:: AIM OF THE EXERCISE ::
Everything in the listing below from the line containing "--- a/modules/system/classes/VersionManager.php" through the line containing "foreach ($versions as" must be repeated exactly; the remaining lines are not wanted.

:: DATASET RECORDS ::
PR #115, opened 2021-04-25
fix plugin replace history

mjauvin:
- add replacement plugin history
- remove replaced plugin history

this allow tables to be properly purged when replacement plugin is removed

### DIFF
--- a/modules/system/classes/VersionManager.php
+++ b/modules/system/classes/VersionManager.php
@@ -115,6 +115,33 @@ class VersionManager
             return;
         }
 
+        $code = $plugin->getPluginIdentifier();
+
+        // add history up to $currentVersion
+        if ($versions = $this->getOldFileVersions($code, $currentVersion)) {
+            foreach ($versions as $version => $details) {
+                list($comments, $scripts) = $this->extractScriptsAndComments($details);
+
+                foreach ($scripts as $script) {
+                    Db::table('system_plugin_history')->insert([
+                        'code'       => $code,
+                        'type'       => self::HISTORY_TYPE_SCRIPT,
+                        'version'    => $version,
+                        'detail'     => $script,
+                        'created_at' => new Carbon
+                    ]);
+                }
+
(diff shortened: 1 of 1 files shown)


modules/system/classes/VersionManager.php
```diff
@@ -115,6 +115,33 @@ public function replacePlugin(PluginBase $plugin, string $replace)
...
+            }
+        }
+
+        // delete replaced plugin history
+        Db::table('system_plugin_history')->where('code', $replace)->delete();
+
+        // replace installed version
         Db::table('system_plugin_versions')
             ->where('code', '=', $replace)
             ->update([
```
jaxwilko, line 148: Can't leave a comment where I wanted to, but the line below (line: 148) can use `$code` as well rather than calling the `getPluginIdentifier()` function again

modules/system/classes/VersionManager.php
```diff
@@ -115,6 +115,33 @@ public function replacePlugin(PluginBase $plugin, string $replace)
...
+
+                foreach ($scripts as $script) {
+                    Db::table('system_plugin_history')->insert([
+                        'code'       => $code,
+                        'type'       => self::HISTORY_TYPE_SCRIPT,
+                        'version'    => $version,
+                        'detail'     => $script,
+                        'created_at' => new Carbon
+                    ]);
+                }
```
LukeTowers:
```suggestion
                $now = now()->toDateTimeString();

                foreach ($scripts as $script) {
                    Db::table('system_plugin_history')->insert([
                        'code'       => $code,
                        'type'       => self::HISTORY_TYPE_SCRIPT,
                        'version'    => $version,
                        'detail'     => $script,
                        'created_at' => $now,
                    ]);
                }
```

modules/system/classes/VersionManager.php
mjauvin: yes, thanks!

:: TASK RESULT ::
--- a/modules/system/classes/VersionManager.php
+++ b/modules/system/classes/VersionManager.php
@@ -115,6 +115,33 @@ class VersionManager
             return;
         }
 
+        $code = $plugin->getPluginIdentifier();
+
+        // add history up to $currentVersion
+        if ($versions = $this->getOldFileVersions($code, $currentVersion)) {
+            foreach ($versions as $version => $details) {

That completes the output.